Work order: Look for the string "this" in the material below. Copy every line where you find it.

Data:
PR #7256, opened 2026-06-14
fix(core): fix NATIVE_INDEX_READER leak when a posting-index row cursor is closed after its reader

bluestreak01:
## What

Fixes a native-memory leak (`NATIVE_INDEX_READER` tag) in the POSTING covering-index read path, and adds a deterministic regression test.

## Symptom

`PostingIndexCriticalIssuesTest.testMultiThreadedO3CoveringLatestByConcurrentReaderFuzz` fails **non-deterministically** with:

```
java.lang.AssertionError: Memory usage by tag: NATIVE_INDEX_READER, difference: 512 expected:<0> but was:<512>
	at io.questdb.test.tools.TestUtils$LeakCheck.close(TestUtils.java:2655)
	at io.questdb.test.cairo.PostingIndexCriticalIssuesTest.testMultiThreadedO3CoveringLatestByConcurrentReaderFuzz(...)
```

It is a fuzz/concurrency flake: the seed only fixes the data shape, not the thread interleaving, so it cannot be reproduced on demand from the seed alone.

## Root cause

`PostingIndexBwdReader` / `PostingIndexFwdReader` pool idle row cursors in `freeCursors` / `freeNullCursors`. To reuse the decode scratch, the pooling `close()` path frees the covering caches and the EF rank directory but **deliberately retains the cursor's `blockBufferAddr`** — a `NATIVE_INDEX_READER` allocation of up to `BLOCK_CAPACITY` longs (64 × 8 = **512 bytes**). That block buffer is only ever reclaimed when the **reader's** own `close()` drains the cursor pool (`releaseResources()` per pooled cursor).

So if a cursor returns to the pool **after** its owning reader was already closed — e.g. a reader-thread cursor that outlives a concurrent reseal/reload — `cursor.close()` re-pools it (with its retained block buffer) into a reader whose `freeCursors` list will never be drained again. The 512-byte block buffer leaks.

`blockBufferAddr` is only allocated on the non-constant-delta decode paths (packed/EF/flat), which is exactly why the leaked size is a clean 512 bytes.

## Fix

Guard the re-pool with the reader's `isOpen()` state in both readers' `Cursor.close()` and `NullCursor.close()`:

```java
if (!isPooled && isOpen() && free*Cursors.size() < MAX_CACHED_FREE_CURSORS) {
    ... // re-pool, retaining the block buffer for reuse
}
releaseResources(); // reader already closed -> free the block buffer now instead of leaking
```

When the owning reader is already closed, the cursor releases its native buffers immediately rather than pooling into a dead reader. The block-buffer reuse optimisation is preserved for the normal (reader-open) case.

## Test

Adds `testRowCursorClosedAfterReaderDoesNotLeakBlockBuffer` — a deterministic, single-threaded regression that:

1. builds a single key with irregular row-id gaps (forces a non-zero bit-width block that allocates `blockBufferAddr`),
2. drives a cursor to completion so the decode block buffer is allocated,
3. closes the reader while the cursor is still checked out,
4. then closes the cursor.

Before the fix this reproduces the **exact** CI signature (`NATIVE_INDEX_READER, difference: 512`) in ~60 ms with no threads.

## Verification

- New test: red before the fix, green after.
- Full `PostingIndexCriticalIssuesTest`: **96 tests, 0 failures** (including the concurrent fuzz tests).

### DIFF
--- a/core/src/main/java/io/questdb/cairo/idx/AbstractPostingIndexReader.java
+++ b/core/src/main/java/io/questdb/cairo/idx/AbstractPostingIndexReader.java
@@ -103,6 +103,9 @@ public abstract class AbstractPostingIndexReader implements IndexReader {
     protected int genCount;
     protected int keyCount;
     protected RecordMetadata metadata;
+    // Assertion-only stamp of the thread that last checked out a cursor; see
+    // assertStampOperatingThread() / assertSameOperatingThread().
+    private long assertOperatingThreadId = -1L;
     // Last successfully observed seqlock value of the chain header's active
     // page. Used by reloadConditionally to detect any publish (appendNewEntry
     // or extendHead — both republish the header) and skip the picker walk
@@ -1075,6 +1078,27 @@ public abstract class AbstractPostingIndexReader implements IndexReader {
 
     protected static long varBlockOffsetsSize(int count, boolean longOffsets) {
         return (long) (count + 1) * (longOffsets ? Long.BYTES : Integer.BYTES);
+    }
+
+    // Single-owner tripwire (assertion-only). A posting reader and its pooled
+    // cursors are driven by exactly one thread at a time: the thread that owns the
+    // enclosing TableReader between pool acquire/release. getCursor() stamps that
+    // thread via assertStampOperatingThread() and every cursor close() checks it
+    // here. A posting cursor whose close() runs after the reader was released to the
+    // pool and re-acquired by another thread -- the lifecycle hazard that
+    // CoveringIndexRecordCursorFactory.CoveringCursor.close() avoids by freeing the
+    // row cursor BEFORE the frame cursor -- trips this assert instead of silently
+    // re-pooling into / racing a concurrently-reloaded reader. Never relied upon for
+    // correctness: the isOpen() guard in each cursor close() is the actual leak
+    // mitigation, and this stamp is only written under -ea.
+    protected boolean assertSameOperatingThread() {
+        final long owner = assertOperatingThreadId;
+        return owner == -1L || owner == Thread.currentThread().threadId();
+    }
+
+    protected boolean assertStampOperatingThread() {
+        assertOperatingThreadId = Thread.currentThread().threadId();
+        return true;
     }
 
     protected void ensureSidecarOpen(int c) {
--- a/core/src/main/java/io/questdb/cairo/idx/PostingIndexBwdReader.java
+++ b/core/src/main/java/io/questdb/cairo/idx/PostingIndexBwdReader.java
@@ -177,7 +177,14 @@ public class PostingIndexBwdReader extends AbstractPostingIndexReader {
 
         @Override
         public void close() {
-            if (!isPooled && freeCursors.size() < MAX_CACHED_FREE_CURSORS) {
+            // Only return to the idle pool while the owning reader is still open.
+            // The pool retains blockBufferAddr (NATIVE_INDEX_READER) for reuse and
+            // relies on the reader's close() draining freeCursors to reclaim it; a
+            // cursor that re-pools after the reader was closed (e.g. a reader-thread
+            // cursor outliving a concurrent reseal/reload) would never be drained
+            // again and would leak its block buffer. When the reader is closed,
+            // release everything immediately instead.
+            if (!isPooled && isOpen() && freeCursors.size() < MAX_CACHED_FREE_CURSORS) {
                 isPooled = true;
                 closeCoveringResources();
                 if (efRankDirAddr != 0) {
@@ -920,7 +927,9 @@ public class PostingIndexBwdReader extends AbstractPostingIndexReader {
 
         @Override
         public void close() {
-            if (!isPooled && freeNullCursors.size() < MAX_CACHED_FREE_CURSORS) {
+            // See Cursor.close(): never re-pool into a closed reader, otherwise the
+            // retained blockBufferAddr (NATIVE_INDEX_READER) leaks.
+            if (!isPooled && isOpen() && freeNullCursors.size() < MAX_CACHED_FREE_CURSORS) {
                 isPooled = true;
                 closeCoveringResources();
                 if (efRankDirAddr != 0) {
--- a/core/src/main/java/io/questdb/cairo/idx/PostingIndexBwdReader.java
+++ b/core/src/main/java/io/questdb/cairo/idx/PostingIndexBwdReader.java
@@ -92,6 +92,7 @@ public class PostingIndexBwdReader extends AbstractPostingIndexReader {
 
     @Override
     public RowCursor getCursor(int key, long minValue, long maxValue, int[] requiredCoverColumns) {
+        assert assertStampOperatingThread();
         reloadConditionally();
 
         // See PostingIndexFwdReader.getCursor: clamp the index-walked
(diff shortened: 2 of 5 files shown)


mtopolnik:
#### [PR Coverage check]

:heart_eyes: **pass** : 42 / 44 (95.45%)




#### file detail

|----|----|----|----|----|
|:large_blue_circle:|io/questdb/cutlass/http/HttpSessionStore.java|6|8|75.00%|
|:large_blue_circle:|io/questdb/cairo/idx/PostingIndexBwdReader.java|2|2|100.00%|
|:large_blue_circle:|io/questdb/std/Unsafe.java|2|2|100.00%|
|:large_blue_circle:|io/questdb/MemoryConfigurationImpl.java|1|1|100.00%|
|:large_blue_circle:|io/questdb/PropServerConfiguration.java|24|24|100.00%|
|:large_blue_circle:|io/questdb/cutlass/http/HttpSessionStoreImpl.java|5|5|100.00%|
|:large_blue_circle:|io/questdb/cairo/idx/PostingIndexFwdReader.java|2|2|100.00%|

bluestreak01:
## Review of PR #7256 — Level 3 (full mission-critical pass)

11-agent fanout + per-finding source verification. Two reviewer agents independently built and ran the suite: the 4 new tests pass green under `-ea`, and the full `PostingIndexCriticalIssuesTest` (96–99 tests) passes including the concurrent fuzz.

### Verdict: Approve with minor follow-ups

The fix is correct, minimal, and well-reasoned. It has two parts that work together:
1. **`isOpen()` re-pool guard** in all four posting-cursor `close()` paths — the always-on leak mitigation.
2. **`CoveringCursor.close()` reorder** (free `currentRowCursor` before `frameCursor`) — the actual cross-thread correctness fix, ensuring the row cursor re-pools into a still-open reader on the owning thread before the `TableReader` returns to the pool.

Verified: **no double-free / use-after-free** (the free-sets in `releaseResources()` vs `closeCoveringResources()` are disjoint and idempotent), the reorder matches the existing `CoveringPageFrameCursor.close()` precedent, and the new `assert` tripwire is a true production no-op that **cannot false-trip** on any legitimate query — including the parallel `LATEST BY` path, which uses raw index addresses and never calls `getCursor()`.

### Critical
None.

### Moderate

**M1 — The headline concurrency fix (the `close()` reorder) has no deterministic regression test.** (in-diff, test file)
`CoveringIndexRecordCursorFactory.java:509-510`. The 4 new tests construct `PostingIndex*Reader` directly and never instantiate `CoveringIndexRecordCursorFactory`, so they exercise only the `isOpen()` guard. Reverting **only** the reorder (keeping the guard) leaves all 4 tests green while reintroducing the flaky fuzz leak. Single-threaded, the reorder is in fact untestable (the guard masks the leak in both orders); its sole value is the cross-thread race, whose only coverage is the fuzz test the PR itself states "cannot reproduce the race on demand." Recommendation: either add a targeted concurrency test (return the frame cursor to the pool + reload the reader on another thread between the two frees, assert no corruption), or state explicitly in the PR body that the reorder is concurrency-only and not deterministically reproducible.

### Minor

- **m1 — `isOpen()` leak-correctness now hinges on `getFd()` reliably reaching -1.** (out-of-diff, pre-existing) `MemoryCMRImpl.close()` (`:84-86`) resets `fd=-1` only when `ff.close(fd)` succeeds. On a rare `close()` syscall failure, `munmap` still runs but `fd` stays ≥ 0, so `isOpen()` returns `true` on an unmapped, drained reader and the next `cursor.close()` would re-leak the block buffer. Exceptional and pre-existing, but the PR newly leans on `isOpen()`. If hardening, gate on `pageAddress != 0` or a dedicated closed flag.
- **m2 — Doc tension on what protects production.** `AbstractPostingIndexReader.java:1091-1093` says "the `isOpen()` guard ... is the actual leak mitigation," while the `Cursor.close()` comments correctly say the *ordering* provides cross-thread safety and `isOpen()` is "NOT a concurrency primitive." A maintainer reading the abstract-class comment in isolation could drop the ordering. Align the abstract-class comment.
- **m3 — The single-owner assert is an unreliable detector.** `assertOperatingThreadId` is a plain non-volatile `long`; in the cross-thread close it targets there is no happens-before edge, so it can read a stale value and not fire. Documented as "never relied upon," but its prominence overstates the protection. If it *does* fire under `-ea`, the `AssertionError` skips `releaseResources()` and leaves `frameCursor` unfreed for that run (acceptable — a fired tripwire is itself a failure).
- **m4 — PR metadata.** No labels are set — add `Bug`, `Core`, `Flaky Test`. The title leads with the internal memory-tag name `NATIVE_INDEX_READER` rather than user-facing impact (titles should speak to end-user impact). The body uses bold emphasis on numbers/words (`**512 bytes**`, `**96 tests, 0 failures**`, `**non-deterministically**`), against the level-headed-tone guideline.
- **m5 — Test comment ambiguity.** `PostingIndexCriticalIssuesTest.java:~2256` says "BLOCK_CAPACITY longs = 512 bytes." Two `BLOCK_CAPACITY` constants exist (`PostingIndexUtils`=64 → 512 B, the intended one; `BitpackUtils`=128). The number is right; qualify the name.
- **m6 — Comment verbosity.** The ~19-line rationale block in `PostingIndexBwdReader.Cursor.close()` is duplicated in condensed form at the other three sites that already say "See Cursor.close()". Housekeeping only.

### Downgraded (false positives, dismissed after source verification)
- **Member ordering of `assertOperatingThreadId`** — Correct as written. It is the first **private** field (the protected group ends at `metadata:105`) and sorts alphabetically before `chainSequence`.
- **`Thread.threadId()` compile risk** — Dismissed. Already used pervasively in core; build targets Java 25.
- **Double-free / use-after-free between pool drain and later `close()`** — Dismissed. Checked-out cursors aren't in `freeCursors`; pooled cursors hold no live reference after `Misc.clear`; all frees are guarded by `addr != 0` and zero-after-free. `closeCoveringResources()` touches only cursor scratch, never the reader's `keyMem`.
- **`assertSame/assertStampOperatingThread` boolean naming without `is/has`** — Dismissed. Follows established assert-helper precedent (`TableWriter.assertColumnPositionIncludeWalLag()`).
- **Branch commit titles using Conventional-Commits prefixes** — Dismissed. PR squash-merges; branch history is throwaway and the squash title correctly uses `fix(core):`.

### Summary
- **Verdict:** approve; address M1 (or document the coverage gap) and the PR-metadata nits (m4) before merge.
- **No regressions or correctness hazards found** in the change itself. Verified by a passing build + full test class run.
- **Findings:** ~16 draft → **1 Moderate + 6 Minor verified, 5 dropped as false positives.**
- **In-diff vs out-of-diff:** 6 in-diff, 1 out-of-diff (the pre-existing `MemoryCMRImpl` fd-reset edge). The cross-context pass ran a full callsite inventory across all posting-index consumers (covering, DISTINCT, `SymbolIndexRowCursorFactory`, `LatestBy*Indexed*`, parallel `LatestByAllIndexed`) and found every callsite SAFE.

<sub>🤖 Generated with adversarial level-3 review (pi review-pr skill)</sub>

mtopolnik:
#### [PR Coverage check]

#### file detail

|----|----|----|----|----|
|:large_blue_circle:|io/questdb/cairo/idx/PostingIndexBwdReader.java|5|5|100.00%|
|:large_blue_circle:|io/questdb/cairo/idx/AbstractPostingIndexReader.java|5|5|100.00%|
|:large_blue_circle:|io/questdb/cairo/idx/PostingIndexFwdReader.java|5|5|100.00%|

Task result:
Before the fix this reproduces the **exact** CI signature (`NATIVE_INDEX_READER, difference: 512`) in ~60 ms with no threads.
+    // row cursor BEFORE the frame cursor -- trips this assert instead of silently
+    // mitigation, and this stamp is only written under -ea.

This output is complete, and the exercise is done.